Goal of the exercise: Write out each line of the entries below that holds the word "being".
◇ ◇ ◇
Issue #21, opened 2021-01-29
Dream Jelly Fish


catapillie:
![](https://cdn.discordapp.com/attachments/740715134766415912/804544486599950356/DreamJelly.gif)
Self-explanatory, could be useful for people that struggle with performing jellyvators

> And I think if this is developed there's a benefit to making it be an accessibility option to people who can't jellyvate by making a gameplay option to replace all jellyfish in a room with space jellyfish that don't refill dashes and don't convert, meaning you just need to dash up and hold grab instead of jellyvating

> Would suggest making it so that space jellyfish do give back dashes, but once you dash through a space jellyfish it becomes "inactive" meaning you can't dash through it; but once the jellyfish touches certain things (ground, springs, maybe it'd be interesting if it touched a space jam too?) it "reactivates" and allows you to dash through it again

Lots of ideas to consider, could be fun

PR #65, opened 2021-07-17
Add Dream Jellyfish

catapillie:
Implements #21.

Dream Jellyfishes use their own renderer that itself uses its own `VirtualRenderTarget`, looping through `DreamJellyfish` entities in the level and rendering them on the render target, then being stamped onto the Gameplay render target, after which it'll clear itself, and move on to the next entity.

This implementation also includes a new component, `DreamDashCollider`, which takes in a `Collider` and an eventual `onExit` delegate (`Action<Player>`). Once added to an entity, the component will allow the player to dream dash through the collider, relative to the entity's position. If the player exits the dream dash state, and the latest object it went through was a `DreamDashCollider`, its `onExit` delegate is invoked with the player object.


catapillie:
don't worry about the audio bank conflicts, i'll rebuild and push on `dev`.. / just pick the latest one

src/Entities/DreamStuff/DreamDashCollider.cs
```diff
@@ -0,0 +1,116 @@
...
+                    playerData[Player_canEnterDreamDashCollider] = false;
+                    collider.OnExit?.Invoke(self);
+                }
+            }
+            orig(self);
+        }
+
+        private static void Player_DreamDashUpdate(ILContext il) {
+            ILCursor cursor = new ILCursor(il);
+            if (cursor.TryGotoNext(MoveType.Before, instr => instr.MatchStloc(1))) {
```
coloursofnoise: I'd like to match against something a little more reliable than just a `stloc`, is there a method or field or something near it that could be used as reference?

src/Entities/DreamStuff/DreamDashCollider.cs
```diff
@@ -0,0 +1,116 @@
...
+        /// Checks if the player is colliding with this component.
+        /// </summary>
+        /// <param name="player">The player instance.</param>
+        private bool Check(Player player) {
+            if (Active && Entity != null &&
+                player.GetData().Data.TryGetValue(Player_canEnterDreamDashCollider, out object canEnter) && canEnter.Equals(true)) {
+                
+                Collider collider = Entity.Collider;
+
+                Entity.Collider = Collider;
```
coloursofnoise, line 42: this should only be done if `Collider` is not `null`

src/Entities/DreamStuff/DreamDashCollider.cs
```diff
@@ -0,0 +1,116 @@
...
+    class DreamDashCollider : Component {
+        public static readonly Color ActiveColor = Color.Teal;
+        public static readonly Color InactiveColor = Calc.HexToColor("044f63"); // darker teal
+
+        public Collider Collider;
+        public DreamBlockDummy Dummy;
+
+        public Action<Player> OnExit;
+
+        public DreamDashCollider(Collider collider, Action<Player> onExit_player_dreamJumped = null)
```
coloursofnoise: `onExit_player_dreamJumped` is a very long parameter name that seems to imply it will only be invoked if the player dreamjumps? maybe shorten the name and explain it in an xmldoc comment instead

src/Entities/DreamStuff/DreamJellyfish.cs
```diff
@@ -0,0 +1,268 @@
...
+
+        private readonly DreamDashCollider dreamDashCollider;
+        public bool AllowDreamDash {
+            get {
+                return dreamDashCollider.Active;
+            }
+            set {
+                dreamDashCollider.Active = value;
+            }
+        }
```
coloursofnoise:
```suggestion
        public bool AllowDreamDash {
            get => dreamDashCollider.Active;
            set => dreamDashCollider.Active = value;
        }
```

src/Entities/DreamStuff/DreamJellyfish.cs
```diff
@@ -0,0 +1,268 @@
...
+                Particles[i].TimeOffset = Calc.Random.NextFloat();
+
+                Particles[i].DisabledColor = Color.LightGray * (0.5f + Particles[i].Layer / 2f * 0.5f);
+                Particles[i].DisabledColor.A = 255;
+
+                Particles[i].EnabledColor = Particles[i].Layer switch {
+                    2 => Calc.Random.Choose(Calc.HexToColor("5b6ee1"), Calc.HexToColor("CC3B3B"), Calc.HexToColor("7daa64")),
+                    1 => Calc.Random.Choose(Calc.HexToColor("5fcde4"), Calc.HexToColor("7fb25e"), Calc.HexToColor("E0564C")),
+                    _ => Calc.Random.Choose(Calc.HexToColor("FFEF11"), Calc.HexToColor("FF00D0"), Calc.HexToColor("08a310")),
+                };
```
coloursofnoise: you separated out the `CustomDreamBlock.DreamColors` but then didn't make use of them here

coloursofnoise (changes requested):
I don't really have the ability to comment on the `DreamJellyfishRenderer`, but other than a couple nitpicks and a wish for a little more documentation/comments the PR looks good :+1:

src/Entities/DreamStuff/DreamDashCollider.cs
catapillie: I was going to make the delegate require a bool that is `true` when the player dreamjumps, but then I found out that you could dreamjump after it was called, so I removed it

src/Entities/DreamStuff/DreamDashCollider.cs
catapillie: are you sure this is needed? if the entity doesn't have a collider, then there is no collision. i'll just add the check so that it doesn't bother doing it anyway
edit: nevermind i misunderstood what you meant

coloursofnoise (approved):

PR #67, opened 2021-07-23
Add chained block entities and decorative chains

### LINKED ISSUE #44: Chained Falling Block
A FallingBlock that will fall a specified distance before being stopped by chains.
## Ideas
- Realistic dangle around after falling, like how objects would do in real life

- Indicator for height, togglable if doesn't look great

- Chain breaks 
  - After standing on the block for too long when it's held in air
  - Immediately or with short delay just after first impact
  - When the player dashes into it (or wavedashes, hypers off of it)
  - Two fall sequences with different height values

- Block breaks if impact against solid

example image

catapillie:
Closes #44.

And adds:
 * `Chain` (decoration entity).
 * `ChainedKevin`.
 * `chained` variant of `DreamFallingBlock`.


src/CommunalHelperModule.cs
```diff
@@ -265,6 +271,18 @@ public static class Util {
...
+        }
+
+        public static Vector2 MoveBlockDirectionToVector(MoveBlock.Directions direction) {
+            return direction switch {
+                MoveBlock.Directions.Up => -Vector2.UnitY,
+                MoveBlock.Directions.Down => Vector2.UnitY,
+                MoveBlock.Directions.Left => -Vector2.UnitX,
+                _ => Vector2.UnitX,
+            };
+        }
```
coloursofnoise: This is already implemented as an extension method:
https://github.com/CommunalHelper/CommunalHelper/blob/78660e47cd9d247e6e9527e6a7e24c2a892289ab/src/Extensions.cs#L258-L273

src/Entities/ChainStuff/ChainedKevin.cs
```diff
@@ -0,0 +1,255 @@
+﻿using Celeste.Mod.Entities;
+using Microsoft.Xna.Framework;
+using Mono.Cecil.Cil;
+using Monocle;
+using MonoMod.Cil;
+using MonoMod.Utils;
+using System;
+using System.Collections.Generic;
+using static Celeste.MoveBlock;
```
coloursofnoise: To only import a type as a specific name, which is less likely to produce name conflicts, use
```suggestion
using Directions = Celeste.MoveBlock.Directions;
```

src/Entities/ChainStuff/ChainedKevin.cs
```diff
@@ -0,0 +1,255 @@
...
+                chainedKevin.vectorDirection = Util.MoveBlockDirectionToVector(chainedKevin.direction = data.Enum("direction", Directions.Right));
+                chainedKevin.centeredChain = data.Bool("centeredChain");
+            }
+            orig(self, data, offset);
+        }
+
+        private static void IL_CrushBlock_ctor_Vector2_float_float_Axes_bool(ILContext il) {
+            ILCursor cursor = new ILCursor(il);
+            if (cursor.TryGotoNext(instr => instr.MatchLdstr("objects/crushblock/block")) &&
+                cursor.TryGotoNext(MoveType.After, instr => instr.MatchStloc(0))) {
```
coloursofnoise: does it matter exactly where this code is run, as long as it's after the lists are initialized? if not then you could just match against the string (this could even just be done as part of the `AddImage` hook by checking if the `chainedKevin` fields are null, and initializing them if they are)

src/Entities/DreamStuff/DreamFallingBlock.cs
```diff
@@ -15,11 +35,39 @@ public class DreamFallingBlock : CustomDreamBlock {
...
+        private bool indicator, indicatorAtStart;
+        private float pathLerp;
+
+        private SoundSource rattle;
+
         public DreamFallingBlock(EntityData data, Vector2 offset)
             : base(data.Position + offset, data.Width, data.Height, data.Bool("featherMode"), data.Bool("oneUse"), GetRefillCount(data), data.Bool("below")) {
             noCollide = data.Bool("noCollide", false);
 
+            chained = data.Bool("chained");
```
coloursofnoise, line 55: would it be feasible to implement this as a subclass of `DreamFallingBlock` instead?

coloursofnoise (changes requested):
If it's something that's decided on, refactoring the ChainedDreamFallingBlock can be done after the update

src/Entities/DreamStuff/DreamFallingBlock.cs
catapillie: I'd like to do this for 1.9.1, we don't have time anymore

catapillie: This will be worked on for #69.

PR #78, opened 2021-09-29
More Panels

coloursofnoise:
Add three new panels:
- FrictionlessPanel: Prevents the player from being dragged by moving solids when standing or climbing on them
- DashCollision Panel: Allows setting the dash collision result for a surface
- Bouncy Panel: ExtendedVariants Bouncy Everywhere mode, but not Everywhere.


catapillie:
- Small detail: panels with `overrideAllowStaticMovers = false` that are placed on solids that don't allow static movers remain active for one frame, and when you reload the map next to one, you might trigger its behavior (for instance, the bouncy panel bounces you off and then disappears).

- Also, I can't get them to work on `SolidTiles`, whether I tick `overrideAllowStaticMovers` or not... Do you know about that?

- The DashCollision Panel doesn't work very well when placed on floaty blocks/solids.

- No "down" orientation placement for the Bounce Panel? Dashing from the bottom, up or diagonally, and then bouncing back would be a pretty neat movement in my opinion 

- this (fixed by rescaling the panel though)

https://user-images.githubusercontent.com/59423464/138496183-d2c1e8e0-53c1-4de1-b2e6-e39771b7628c.mp4

coloursofnoise:
> panels with `overrideAllowStaticMovers = false` that are placed on solids that don't allow static movers remain active for one frame

not sure that it's worth fixing this, since the I think the alternative would be that panels would be disabled for the first active frame.

> Also, I can't get them to work on `SolidTiles`, whether I tick `overrideAllowStaticMovers` or not... Do you know about that?

Fixed a possibly related bug where the platform's `OnDashCollide` delegate wasn't getting overwritten properly

> The DashCollision Panel doesn't work very well when placed on floaty blocks/solids.

`FloatySpaceBlock` assigns to `OnDashCollide` during `Awake`, so this is probably load-order dependent. Unsure whether it's worth fixing for now.

> No "down" orientation placement for the Bounce Panel? Dashing from the bottom, up or diagonally, and then bouncing back would be a pretty neat movement in my opinion

Celeste does not have a built in Bounce method for a downwards bounce, and one is not currently provided by ExtendedVariants, which this is derived from.  
I would recommend using a DashCollisionPanel with a `Bounce` result instead (yes they're named the same, yes it is different).

> this (fixed by rescaling the panel though)

fixed, needed to account for the platform's movement when checking player collision

PR #82, opened 2021-10-15
Fix inconsistent shaking behaviour for dream falling block types

### LINKED ISSUE #81: Chained Falling Blocks Stalling
- [N] My mods and Everest install are up to date.
- [Y] I have recreated the bug with *only* CommunalHelper OR a minimum number of other mods enabled.

**Describe the bug**
Chain falling blocks have a set fall time instead of having the same fall behavior as other falling blocks. (This is also present in Viv Helper falling blocks)

**To Reproduce**
Step on and off or grab on and off a chain falling block quickly. It will stay still for longer than expected before faling.

**Expected behavior**
Normal falling blocks fall soon after they are stepped off of or let go of. This should remain the same for the chained ones.

**System Info(please complete the following information):**
 - OS: Windows

**Additional context**
Please keep this behavior as a legacy option after it is fixed. Someone has already used the bugged movement for their map.

catapillie:
Fixes and closes #81.
The addition of Chained Falling Block entities caused the `DreamFallingBlock.Triggered` field to be assigned differently.

Now, `DreamFallingBlock.HasStartedFalling` is used to know when to display the chained variant indicator, and `ChainedFallingBlock.triggered` has been renamed to `hasStartedFalling`, and isn't involved in the behavior.

### DIFF
--- a/src/Entities/ChainStuff/ChainedDreamFallingBlock.cs
+++ b/src/Entities/ChainStuff/ChainedDreamFallingBlock.cs
@@ -69,12 +69,12 @@ namespace Celeste.Mod.CommunalHelper.Entities.ChainStuff {
         public override void Update() {
             base.Update();
 
-            if (Triggered && indicator && !indicatorAtStart)
+            if (HasStartedFalling && indicator && !indicatorAtStart)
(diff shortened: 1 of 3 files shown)


coloursofnoise (approved):
Changes look reasonable to me :+1:

PR #288, opened 2023-04-13
[C-Api] Revert fill dim (default 1) commit

again4you:
Because of native TC failure, this patch reverts the fill dim (default 1) commit.


niley7464 (approved):
LGTM!
Thank you

jaeyun-jung (approved):

PR #292, opened 2023-04-17
[pkgmgr] Support "rpk" install

anyj0527:
- When rpk is installed, parse the provided "model_description.json" file
  and register models described in the json.

TODO: Handle when the rpk package is removed or updated.


daemon/includes/pkg-mgr.h
```diff
@@ -18,17 +18,16 @@
...
-#endif /* __cplusplus */
-
 #if defined(__TIZEN__)
 #include <glib.h>
 #include <stdio.h>
 
 #include "log.h"
 #include "package_manager.h"
 
+#ifdef __cplusplus
```
jaeyun-jung, line 28: weird change..

anyj0527: Updated, PTAL.

again4you (approved):
Basically, LGTM!

Trivial Question)
Should we consider `PACKAGE_MANAGER_EVENT_TYPE_RES_COPY` event?

jaeyun-jung:
plz rebase this also

anyj0527:
> Basically, LGTM!
> 
> Trivial Question) Should we consider `PACKAGE_MANAGER_EVENT_TYPE_RES_COPY` event?

Well I think we need to when these events could be used, the doc is saying that these are related with resource package. We may ask to the person in charge of package_manager.

anyj0527:
> plz rebase this also

Rebased, Thanks!

jaeyun-jung (approved):

PR #293, opened 2023-04-17
[service/model] Check and parse app_info of tizen application (the caller)

anyj0527:
In a Tizen application context,
- `ml_service_model_register` fill app_info column. RPK cannot call this API, so the value of key `is_rpk` is always false.
- `ml_service_model_get*` APIs should parse the app_info and update the path in case of models from 'RPK'.

### DIFF
--- a/c/src/ml-api-service-agent-client.c
+++ b/c/src/ml-api-service-agent-client.c
@@ -17,6 +17,82 @@
 #include "ml-api-service.h"
 #include "ml-api-service-private.h"
 
+#if defined(__TIZEN__)
+#include <app_common.h>
+
+/**
+ * @brief Parse app_info and update path (for model from rpk). Only for Tizen Applications.
+ */
+static int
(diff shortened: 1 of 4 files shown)


c/src/ml-api-service-agent-client.c
```diff
@@ -17,6 +17,84 @@
 #include "ml-api-service.h"
 #include "ml-api-service-private.h"
 
+#if defined(__TIZEN__)
+#include <app_common.h>
+#endif
+
+#if defined(__TIZEN__)
```
jaeyun-jung, line 24: you can remove line 22~24, same feature.

anyj0527: Thanks, I removed those lines. PTAL

jaeyun-jung:
need rebase

anyj0527:
> need rebase

Rebased, PTAL.

again4you (approved):
LGTM!

jaeyun-jung (approved):

PR #314, opened 2023-05-02
[Service] handle invalid version @open sesame 05/03 09:30

jaeyun-jung:
Raise exception when given version number is 0.


gichan-jang (approved):
LGTM

PR #319, opened 2023-05-03
[Service/Log] printing internal value

jaeyun-jung:
The ID from pipeline hashtable in daemon is internal value. This PR hides this internal ID value.


anyj0527 (approved):
LGTM 👍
◇ ◇ ◇
Result of the task:
Dream Jellyfishes use their own renderer that itself uses its own `VirtualRenderTarget`, looping through `DreamJellyfish` entities in the level and rendering them on the render target, then being stamped onto the Gameplay render target, after which it'll clear itself, and move on to the next entity.
A FallingBlock that will fall a specified distance before being stopped by chains.
- FrictionlessPanel: Prevents the player from being dragged by moving solids when standing or climbing on them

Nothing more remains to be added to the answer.